Another mixed day.  The futures actually opened exactly at yesterday's 4 PM close.  Now that is a  rare event.  I can't recall that ever happening before.  It was a rather narrow range day as volatility dried up.  Lets have a look at the SPX chart.

I added an upper trend line that seems to capture the price action pretty well.  We are in the area of that line.  Will it stop the advance?  Time will tell.  SPY had another doji bar.  That is now four out of the last five days.  Despite a little bit of buying interest yesterday spurred by talk of ECB QE the market seems pretty hesitant.  Not that I blame it.  Look at that price pattern.  If there ever was a high risk time to put new money to work this it.  Best to keep holding times short on new index trades.  Here is a look at the futures chart.

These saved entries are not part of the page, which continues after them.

Issue #3507, opened 2018-02-05
[9.1.6 to 9.2.2] Regression : sorting preference lost in saved searches


nqb:
Hello,

After an upgrade from GLPI 9.1.6 to GLPI 9.2.2, I notice that bookmarks (now saved search) has lost there sorting preferences : 
- before upgrade : sorting on "Last update" column
- after upgrade : sorting on "Title" column

If I compare queries between 9.1.6 and 9.2.2, there are identical.

* Steps to reproduce (which actions have you made) :
  * Compare sorting preferences between bookmarks (9.1.6) and saved searches (9.2.2)

* Expected result : same sorting preference between bookmarks and saved searches

* Actual result : different sorting preference between bookmarks and saved searches

nqb:
@orthagh : patch applied.

I get back sorting preferences used in bookmarks on 9.1.6 in saved searches (9.2.2). You can merge.

PR #3635, opened 2018-02-28
default values for Search now merge Search-Itemtype-User defaults; se…

orthagh:
| Q             | A
| ------------- | ---
| Bug fix?      | yes
| New feature?  | no
| BC breaks?    | no
| Deprecations? | no
| Tests pass?   | yes
| Fixed tickets | #3507

### DIFF
--- a/inc/search.class.php
+++ b/inc/search.class.php
@@ -5172,17 +5172,28 @@ class Search {
       if (($itemtype != 'AllAssets')
           && class_exists($itemtype)) {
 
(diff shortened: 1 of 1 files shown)


orthagh:
i suggest for this pr a merge after 9.2.2.
reporter is aware of the fix and could apply itself.

But, my opinion the change seems to be a little too major to be merged just before release.
I'll prefer some days/weeks of tests before having public release of this change

Issue #3642, opened 2018-02-28
Search engine for knowbaseitem


yllen:
If i make a search in knowbaseitem with a string with empty character and the end the request is wrong
text to search: "yllen search "

 AND (`glpi_knowbaseitems`.`name` LIKE '%yllen search %' 
            OR `glpi_knowbaseitems`.`answer` LIKE '%yllen search %' )

So empty result because you can't have empty character front of % character.

Issue is still present in 9.2.x

PR #3643, opened 2018-02-28
fix search engine - #3642

yllen:
| Q             | A
| ------------- | ---
| Bug fix?      | yes
| New feature?  | no
| BC breaks?    | no
| Deprecations? | no
| Tests pass?   | yes
| Fixed tickets | #3642

### DIFF
--- a/inc/search.class.php
+++ b/inc/search.class.php
@@ -6265,7 +6265,7 @@ class Search {
             $val = substr($val, $begin, $length-$end-$begin);
          }
 
-         $SEARCH = " $NOT LIKE '".(!$begin?"%":"").$val.(!$end?"%":"")."' ";
+         $SEARCH = " $NOT LIKE '".(!$begin?"%":"").trim($val).(!$end?"%":"")."' ";
       }
       return $SEARCH;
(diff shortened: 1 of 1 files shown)


yllen:
Test failed for PHP version, but 9.1 is still for PHP 5.6

trasher:
CircleCI s not setup for 9.1 branch. I'll try to disable it, you can just ignore it: only travis builds are required here (and they are OK ;).

inc/search.class.php
```diff
@@ -6265,7 +6265,7 @@ static function makeTextSearch($val, $not=false) {
             $val = substr($val, $begin, $length-$end-$begin);
          }
 
-         $SEARCH = " $NOT LIKE '".(!$begin?"%":"").$val.(!$end?"%":"")."' ";
+         $SEARCH = " $NOT LIKE '".(!$begin?"%":"").rtrim($val).(!$end?"%":"")."' ";
```
trasher: Why not just `trim()`? Problem would be the same with an extra space at the begginning of the searched string, isn't it?

PR #3646, opened 2018-02-28
Try to exclude 9.1/bf branch from circleci builds

trasher:
circleci is not setup on 9.1/branch; and there are still commits on this branch...


trasher:
Does not work. Will not spend more time for a dead branch

Issue #3641, opened 2018-02-28
[9.2.2] Bad french translations for "Public/Private Saved searches"


nqb:
Hello,

In 9.2.2, when you have several saved searches (private and public), french translation are : 
* Recherches sauvegardées publique
* Recherches sauvegardées privée

Should be (missing *s*) : 
* Recherches sauvegardées publique*s*
* Recherches sauvegardées privée*s*

trasher:
Translations are done on transifex ;)

nqb:
@trasher, 

there is already a translation for "Public Saved searches" : 

https://github.com/glpi-project/glpi/blob/39d4ad46a5e5f4ea326ea7b8bcaeccf59deb6b1f/locales/fr_FR.po#L15259

However, files mentioned seems no related to `front/savedsearch.php` or `ajax/savedsearch.php`

nqb:
Certainly : 
https://github.com/glpi-project/glpi/blob/39d4ad46a5e5f4ea326ea7b8bcaeccf59deb6b1f/inc/savedsearch.class.php#L764
https://github.com/glpi-project/glpi/blob/39d4ad46a5e5f4ea326ea7b8bcaeccf59deb6b1f/inc/savedsearch.class.php#L771

PR #3648, opened 2018-03-01
Plural for "private" and "public"; see #3641 comments

trasher:
| Q             | A
| ------------- | ---
| Bug fix?      | yes/no
| New feature?  | yes/no
| BC breaks?    | no
| Deprecations? | no
| Tests pass?   | yes

To be merge after 9.2.2 release; way too late to change translations (in particular adding plural forms).

### DIFF
--- a/inc/savedsearch.class.php
+++ b/inc/savedsearch.class.php
@@ -761,14 +761,20 @@ class SavedSearch extends CommonDBTM {
       $colspan = 2;
       echo "<table class='tab_cadre_fixehov'>";
       echo "<thead><tr><th colspan='$colspan' class='private_header'>" .
-                  sprintf(__('Private %1$s'), $this->getTypeName(count($searches['private']))) .
+                  sprintf(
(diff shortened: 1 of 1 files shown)


inc/savedsearch.class.php
```diff
@@ -761,14 +761,20 @@ function displayMine() {
       $colspan = 2;
       echo "<table class='tab_cadre_fixehov'>";
       echo "<thead><tr><th colspan='$colspan' class='private_header'>" .
-                  sprintf(__('Private %1$s'), $this->getTypeName(count($searches['private']))) .
+                  sprintf(
+                     _n('Private %1$s', 'Privates %1$s', count($searches['private'])),
```
remicollet: no 's' in english.... but _n can be used with twice the same string, as for `_n('Software', 'Software', 1);`

trasher: Indeed; thank you! :)

PR #3650, opened 2018-03-01
Improve checks on read files directory

trasher:
| Q             | A
| ------------- | ---
| Bug fix?      | yes/no
| New feature?  | no
| BC breaks?    | no
| Deprecations? | no
| Tests pass?   | yes

Two things:
1- display a warning when checks cannot be done. User is aware of potential issue; it's up to him.
2- try to guess host (I almost never user localhost myself; and I guess most of the time called URI will not be localhost only).

### DIFF
--- a/inc/config.class.php
+++ b/inc/config.class.php
@@ -2512,13 +2512,19 @@ class Config extends CommonDBTM {
       ]);
 
       /* TODO: could be improved, only default vhost checked */
-      if ($fic = fopen('http://localhost'.$CFG_GLPI['root_doc'].'/index.php?skipCheckWriteAccessToDirs=1', 'r', false, $context)) {
+      $protocol = 'http';
+      if (isset($_SERVER['HTTPS'])) {
+         $protocol = 'https';
+      }
+      $uri = $protocol . '://' . $_SERVER['SERVER_NAME'] . $CFG_GLPI['root_doc'];
+
+      if ($fic = fopen($uri.'/index.php?skipCheckWriteAccessToDirs=1', 'r', false, $context)) {
          fclose($fic);
          if (!$fordebug) {
             echo "<tr class='tab_bg_1'><td class='b left'>".
                __('Web access to files directory is protected')."</td>";
          }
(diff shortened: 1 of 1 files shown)


inc/config.class.php
```diff
@@ -2512,13 +2512,19 @@ static function checkWriteAccessToDirs($fordebug = false) {
       ]);
 
       /* TODO: could be improved, only default vhost checked */
-      if ($fic = fopen('http://localhost'.$CFG_GLPI['root_doc'].'/index.php?skipCheckWriteAccessToDirs=1', 'r', false, $context)) {
+      $protocol = 'http';
+      if (isset($_SERVER['HTTPS'])) {
+         $protocol = 'https';
+      }
+      $uri = $protocol . '://' . $_SERVER['SERVER_NAME'] . $CFG_GLPI['root_doc'];
```
remicollet: indeed using server_name may be required for vhost/ssl, but mays be different from the client side (where is it retrieved) and from the server side.... btw no perfect solution... will need a JS check from the client

inc/config.class.php
```diff
@@ -2541,6 +2547,10 @@ static function checkWriteAccessToDirs($fordebug = false) {
                      __s('Web access to files directory is protected')."\"></td></tr>";
             }
          }
+      } else {
+            echo "<td><img src='".$CFG_GLPI['root_doc']."/pics/warning_min.png'>".
+                  "<p class='red'>".__('Web access to the files directory, should not be allowed')."<br/>".
+                  __('Automatic checks cannot be done; please review .htaccess file and the web server configuration.')."</p></td></tr>";
       }
```
remicollet: IIRC, there is tons of false positive... btw, ok to raise admin attention

inc/config.class.php
trasher: Yes, this is not perfect; but maybe a bit better than just test localhost without https ;)

inc/config.class.php
trasher: I totaly agree... But this will permit to get rid of "files directory is insecure". We all agree that the way to go is to store files outside the webroot ;)

PR #3667, opened 2018-03-05
WIP fix default values for ticket

btry:
| Q             | A
| ------------- | ---
| Bug fix?      | yes
| New feature?  | no
| BC breaks?    | no
| Deprecations? | no
| Tests pass?   | yes
| Fixed tickets | none

Issue revealed while working on Formcreator, and its unit tests.

The plugin tries to get the default values of a ticket from Ticket::getDefaultValues() and populate / replace data to do its job. It seems the default values of a ticket don't match the format expected in Ticket::prepareInputForAdd().


btry:
I may create a unit test which loads the defaults, sets title and description fields then call $ticket->add() and see if the ticket created successfully. But will the tests check php-errors.log ?

trasher:
Why should .log be tested?
Not handled errors, such as notices should break tests.

btry:
This PR fixes an inconsistency, and I did not found an actual bug related to this. This appears only with my current work on Formcreator, and it only generates PHP notices (and my unit tests checks for them)

tests/units/Ticket.php
```diff
@@ -0,0 +1,74 @@
...
+      $this->integer($input['_suppliers_id_assign'])->isEqualTo(0);
+      $this->array($input['_suppliers_id_assign_notif']['use_notification'])->contains('1');
+      $this->array($input['_suppliers_id_assign_notif']['alternative_email'])->contains('');
+
+      $this->string($input['name'])->isEqualTo('');
+      $this->string($input['content'])->isEqualTo('');
+      $this->integer((int) $input['itilcategories_id'])->isEqualTo(0);
+      $this->integer((int) $input['urgency'])->isEqualTo(3);
+      $this->integer((int) $input['impact'])->isEqualTo(3);
+      $this->integer((int) $input['priority'])->isEqualTo(3);
```
trasher: Something is wrong here

btry: What's wrong ?

Note that this is unfinished. I'l l let you know when the test are ready for review.

trasher: This is wrong:
```
+      $this->integer((int) $input['priority'])->isEqualTo(3);
+      $this->integer((int) $input['priority'])->isEqualTo(3);
+      $this->integer((int) $input['priority'])->isEqualTo(1); 
```
You did not say that was not finished.

Issue #3688, opened 2018-03-07
Plugin missing on session change


DIOHz0r:
* Steps to reproduce (which actions have you made) :

1. Install and activate any plugin
2. Make the API where a user has a different session
3. Check the plugins available on session 

* Expected result :

The plugins available on the first login must be available on session change

* Actual result :

The plugins are lost

* Screenshot of the problem (if pertinent) :

Before session check....
![imagen](https://user-images.githubusercontent.com/1426313/37119047-967569ac-222c-11e8-9acc-ce2b3d3aedd4.png)

After session change...
![imagen](https://user-images.githubusercontent.com/1426313/37119094-c4b6d044-222c-11e8-9d2e-1019310c2907.png)

* Your GLPI setup (you can find it in Setup > General menu, System tab) :
GLPi 9.2.2

fgendorf:
Same problem here

edgardmessias:
For REST: Add in `apirest.php`, before `include ('./inc/includes.php');`:

```php
if(isset($_GET['session_token'])){
    session_id($_GET['session_token']);
}
```

edgardmessias:
Solution for REST and XMLRPC: #3692

DIOHz0r:
Hello @edgardmessias ,

I did another PR (#3697) with a simple a better fix for this issue IMO with. Let's wait until @trasher review both PR and check which one is better.

edgardmessias:
My solution initialize only after detect the session id.
Your solution, the plugins are initialize twice times and on each request, a new session is created and destroyed.

DIOHz0r:
@edgardmessias, Why do you say that the plugins initialize twice and on each request?, If the plugin array exist on session they won't be initialized again, also I'm leaving all the logic about security like cross, sanitize parameters, check if the API is enable, etc. that you removed

edgardmessias:
@DIOHz0r, to you understand, the real problem is the double session.
On API, a temporary session is created, call all `plugin_init_<plugin>`, destroy and load the session from token.

In `plugin_init_<plugin>`, user is not logged, and if some plugin use `$_SESSION`, the user is none

edgardmessias:
@DIOHz0r, about security check, see https://github.com/edgardmessias/glpi/blob/api_session/inc/api.class.php#L111

Note: Current code return a HTML with message `api disable`, my solution return JSON for apirest and XML for apixmlrpc

edgardmessias:
The #3692 close this issue

PR #3692, opened 2018-03-08
Fixed session init for APIs

edgardmessias:
| Q             | A
| ------------- | ---
| Bug fix?      | yes
| New feature?  | no
| BC breaks?    | no
| Deprecations? | no
| Tests pass?   | yes
| Fixed tickets | #3688

With this, the session is initialized only once
First check the session token, for later, initialize the session
For get the session, need parse the content, to run later.

### DIFF
--- a/inc/api.class.php
+++ b/inc/api.class.php
@@ -43,6 +43,7 @@ abstract class API extends CommonGLPI {
    protected $session_write = false;
 
    static $api_url = "";
+   static $content_type = "application/json";
    protected $format;
    protected $iptxt         = "";
    protected $ipnum         = "";
@@ -75,6 +76,12 @@ abstract class API extends CommonGLPI {
     */
    abstract protected function returnResponse($response, $code, $additionalheaders);
 
+   /**
+    * Upload and validate files from request and append to $this->parameters['input']
+    *
+    * @return void
+    */
+   abstract protected function manageUploadedFiles();
 
    /**
     * Constructor
@@ -84,8 +91,17 @@ abstract class API extends CommonGLPI {
     *
     * @return void
     */
-   public function __construct() {
+   public function initApi() {
       global $CFG_GLPI, $DB;
+
+      // Load GLPI configuration
+      include_once (GLPI_ROOT . '/inc/includes.php');
+      $variables = get_defined_vars();
+      foreach ($variables as $var => $value) {
+         if ($var === strtoupper($var)) {
+            $GLOBALS[$var] = $value;
+         }
+      }
 
       // construct api url
       self::$api_url = trim($CFG_GLPI['url_base_api'], "/");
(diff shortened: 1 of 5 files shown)


trasher:
API unit tests are failing

edgardmessias:
I will fix it

edgardmessias:
@trasher, I fixed, but not understand why not work on PHP 7.2

trasher:
Hum... There is a warning; maybe is this related. I'll take a look

edgardmessias:
The problem: `PHP Warning:  session_save_path(): Cannot change save path when session is active`

trasher:
Yes, there are lots of output in the local webserver; this has to be fixed... But on my computer, tests are OK even with those issues.

edgardmessias:
Fixed, wait result

inc/api.class.php
```diff
@@ -257,30 +257,11 @@ protected function retrieveSession() {
          $current = session_id();
          $session = trim($this->parameters['session_token']);
 
-         if (file_exists(GLPI_ROOT . '/inc/downstream.php')) {
```
trasher: You can't drop all of this. See http://glpi-install.readthedocs.io/en/latest/install/index.html#files-and-directories-locations

tests/DbTestCase.php
```diff
@@ -84,7 +84,7 @@ public function afterTestMethod($method) {
       // Cleanup log directory
       foreach (glob(GLPI_LOG_DIR . '/*.log') as $file) {
          if (file_exists($file)) {
-            unlink($file);
+            @unlink($file);
```
trasher: I do not agree; and this should really not be required.

inc/api.class.php
edgardmessias: I will revert

edgardmessias:
@trasher, fixed and tests passing

DIOHz0r:
Hi @trasher,

I also did another PR #3697 related with the same issue, Could you check both PR and decide which one will be merged?.

Thank tou.

inc/apirest.class.php
```diff
@@ -55,6 +55,20 @@ public static function getTypeName($nb = 0) {
       return __('Rest API');
    }
 
+   public function prepare() {
+      parent::prepare();
+
+      foreach ($_FILES as $filename => $files) {
```
orthagh: Is this move of fileupload var parsing is needed ?

edgardmessias: Yes, because the`GLPIUploadHandler::uploadFiles` call document validation, and only validade after load config

orthagh: ok, just a suggestion so, maybe we could move this code to a separate function `manageUploadedFiles` (for example) and call after the initialization.

inc/api.class.php
```diff
@@ -84,9 +85,18 @@
     *
     * @return void
     */
-   public function __construct() {
+   public function prepare() {
```
orthagh: pretty subjective, i dont like `prepare` term for the behavior.
I suggest `initApi`

edgardmessias: I will make this.

edgardmessias:
@orthagh, done.

inc/apirest.class.php
```diff
@@ -55,6 +55,23 @@ public static function getTypeName($nb = 0) {
       return __('Rest API');
    }
 
+   /**
+    * Upload and validate files from request and append to $this->parameters['input']
+    *
+    * @return void
+    */
+   public function manageUploadedFiles() {
```
orthagh: last thing (sorry)
make this function abstract in api.class, and do it also in xmlrpc (empty of course)

orthagh:
great, i'll do some additional tests but we'll could merge.

It could be done in another pr, but ideally, we could make a test for #3688 issue.
I can take care of that task.

edgardmessias:
@orthagh, done

PR #3694, opened 2018-03-09
Fixed e-mail images if contains "&tickets_id="

edgardmessias:
| Q             | A
| ------------- | ---
| Bug fix?      | yes
| New feature?  | no
| BC breaks?    | no
| Deprecations? | no
| Tests pass?   | yes
| Fixed tickets | no


trasher:
I guess we should add an unit test on that; your opinions?

edgardmessias:
I will work o unit test

Tachyonn:
Not work for me. 9.2.2. After making changes mailgate and queuednotification becomes "running" and never ends.

trasher:
There are parse errors; current PR cannot be tested right now.

trasher:
@edgardmessias I've fixed the parse error ;)

edgardmessias:
Thanks @trasher.

For unit tests, my idea is, create two static method, one for extract images docs from HTML, and another to replace URL in HTML.

Tachyonn:
With fixes made by @trasher now works... 9.2.2, php 5.6

trasher:
@edgardmessias yes for the tests; I was talking about something like that on another chan recently ;)

@Tachyonn great; thanks for the feedback!

trasher:
A  part of the split work has been done in #3698

PR #3695, opened 2018-03-09
Makes warning fatal on API tests

trasher:


trasher:
I do not know why this is failing on PHP 5.6... Anyways, I'm not going to spend much time on this.

PR #3697, opened 2018-03-09
Restart the plugins on API call

DIOHz0r:
| Q             | A
| ------------- | ---
| Bug fix?      | yes
| New feature?  | no
| BC breaks?    | no
| Deprecations? | no
| Tests pass?   | yes
| Fixed tickets | #3688 

### DIFF
--- a/inc/api.class.php
+++ b/inc/api.class.php
@@ -271,6 +271,11 @@ abstract class API extends CommonGLPI {
             $_SESSION['glpi_use_mode'] = Session::NORMAL_MODE;
 
             Session::loadLanguage();
+
+            if (!isset($_SESSION["glpi_plugins"])) {
+               $plugin = new Plugin();
+               $plugin->init();
+            }
          }
       }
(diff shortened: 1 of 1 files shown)


inc/api.class.php
```diff
@@ -271,6 +271,11 @@ protected function retrieveSession() {
             $_SESSION['glpi_use_mode'] = Session::NORMAL_MODE;
 
             Session::loadLanguage();
```
edgardmessias: Change code to before `Session::loadLanguage();`, to work plugins locales.

DIOHz0r: I though the same but on the `inc/include.php` file the same `Session::loadLanguage();` is called before init the plugin, however your comment gave me the alert about there weren't tiggered the plugin's load & hook, so I'll fix that.

DIOHz0r:
As #3692 was merged and it has a different logic this PR has no effect so let's close it.

Issue #939, opened 2016-09-08
tools/generate_bigdump.php is outdated


remicollet:
It needed to be updated, as it doesn't work anymore.

trasher:
Fixed in 9.3/bugfixes

PR #3713, opened 2018-03-13
fix warnings in generate_bigdump

orthagh:
| Q             | A
| ------------- | ---
| Bug fix?      | yes
| New feature?  | yes/no
| BC breaks?    | no
| Deprecations? | no
| Tests pass?   | yes
| Fixed tickets | #939

Just fixed the logged warnings, maybe we have some part non functional anymore (i think about computers operating systems for example)

### DIFF
--- a/composer.json
+++ b/composer.json
@@ -40,7 +40,8 @@
         "natxet/CssMin": "^3.0",
         "patchwork/jsqueeze": "^2.0",
         "atoum/atoum": "^3.3",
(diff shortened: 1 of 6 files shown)


orthagh:
oh also, maybe we can implements https://github.com/fzaninotto/Faker

trasher:
I had in mind to use Faker for unit tests bootstrap data as well. But I've experimented that in tests of another project, and I had issues :/ For bigdump; it should be ok anyways.

PR #15811, opened 2023-10-18
fix(inventory): restoring fields

Rom1-B:
Restores fields: `hostid`, `company`, `owner` that were brought up by FusionInventory

| Q             | A
| ------------- | ---
| Bug fix?      | yes/no
| New feature?  | yes/no
| BC breaks?    | no
| Deprecations? | no
| Tests pass?   | yes
| Fixed tickets | https://github.com/glpi-project/glpi-inventory-plugin/issues/429


stonebuzz (changes requested):
In both case ```json``` and ```xml```

image

https://github.com/glpi-project/inventory_format should be adapt

See ```inventory.schema.json```  (```hardware``` key)

stonebuzz:
> In both case `json` and `xml`
> 
> image
> 
> https://github.com/glpi-project/inventory_format should be adapt
> 
> See `inventory.schema.json` (`hardware` key)

Disregard this follow-up,

my inventory files were poorly done

trasher (approved):
I'm not absolutely sure this is really usefull; but I'm not really against neither.

cedric-anne (approved):

cedric-anne:
Maybe a test could be added, to ensure that the value is correctly retrieved from the inventory file.

src/Inventory/Asset/OperatingSystem.php
```diff
@@ -76,6 +76,14 @@ public function prepare(): array
...
                 $val->license_number = $this->extra_data['hardware']->winprodkey;
             }
+
+            if (property_exists($this->extra_data['hardware'], 'wincompany')) {
+                $val->company = $this->extra_data['hardware']->wincompany;
+            }
+
+            if (property_exists($this->extra_data['hardware'], 'winowner')) {
+                $val->owner = $this->extra_data['hardware']->winowner;
+            }
```
g-bougard, line 86: What about `hostid` ? I don't see it imported from the inventory.

trasher: Indeed, seems it's not handled... Maybe tests are indeed needed

stonebuzz: > What about `hostid` ? I don't see it imported from the inventory.

Because inventory ```key``` and database ```column name``` are same, so we d'ont need to add ```mapping```

Rom1-B: HostID does not require conversion, unlike the other 2. The 3 fields are tested in my latest commit.

trasher (approved):
Seems OK, waiting for tests results

stonebuzz (approved):

PR #15817, opened 2023-10-18
fix id attribute in macro field files

orthagh:
| Q             | A
| ------------- | ---
| Bug fix?      | yes
| New feature?  | no
| BC breaks?    | no
| Deprecations? | no
| Tests pass?   | yes

Since #14852

mailing_settings seems to be fixed


orthagh:
move to draft, I need to think to some edge case scenarios

PR #15831, opened 2023-10-19
scroll to anchor after tab loading

orthagh:
| Q             | A
| ------------- | ---
| Bug fix?      | yes
| New feature?  | no
| BC breaks?    | no
| Deprecations? | no
| Tests pass?   | yes

Anchors are present from a long time in the timeline and worked if you call the same url when the page is open.
But as timeline (like the rest of the ticket) is loaded by ajax, on opening a new url, anchor scrolling didn't worked.

I set the behavior in the global code because it also fix the KB (also have anchors)
Atm, I don't see where it can cause issue (non wanted scroll)

### DIFF
--- a/src/Ajax.php
+++ b/src/Ajax.php
@@ -372,7 +372,14 @@ JAVASCRIPT;
                      tab_key: href_url_params.get('_glpi_tab'),
                      withtemplate: " . (int)($_GET['withtemplate'] ?? 0) . "
                   }
-               );
+               ).done(function() {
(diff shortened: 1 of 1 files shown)


trasher (approved):

cedric-anne (approved):

AdrienClairembault (approved):
Code look good, nitpicking a bit but var name could be improved (its not logical to have something named `initial_XXXXX` which is then modified).

AdrienClairembault (approved):

PR #15836, opened 2023-10-19
feat(Approval): use anchor to point directly to the form in the timeline

stonebuzz:
To resume the following PR https://github.com/glpi-project/glpi/pull/14428
which continued the work of  https://github.com/glpi-project/glpi/pull/14256
and since https://github.com/glpi-project/glpi/pull/15831

The idea would be (via HTML anchors) to position the user directly on the validation form (which concerns him) in the time line.

you can use this URL (must be adapted to your GLPI url) to test

jsut  replace ```#ID_TICKET#``` and ```#ID_VALIDATION#```

```
/index.php?redirect=ticket_#ID_TICKET#_Ticket%24main%23TicketValidation_#ID_VALIDATION#
```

The 18 SMA is getting ever closer since we are barely moving up now.  I  mentioned the -DI line last night indicating very over bought.  That played out today as the upside was difficult to come by.  However, people still rushed in to buy the dip.  No dip is too small to buy. 

At the last low the institutional traders panicked while the retail investors were calm, cool and collected.  How odd is that?  Retail investors have finally gotten over their fear of the market.  I am having trouble seeing how that is a good thing given the weak technical condition of this market.  So far that weak technical condition is not improving much.  Nothing to worry about though.  We know nothing can go wrong.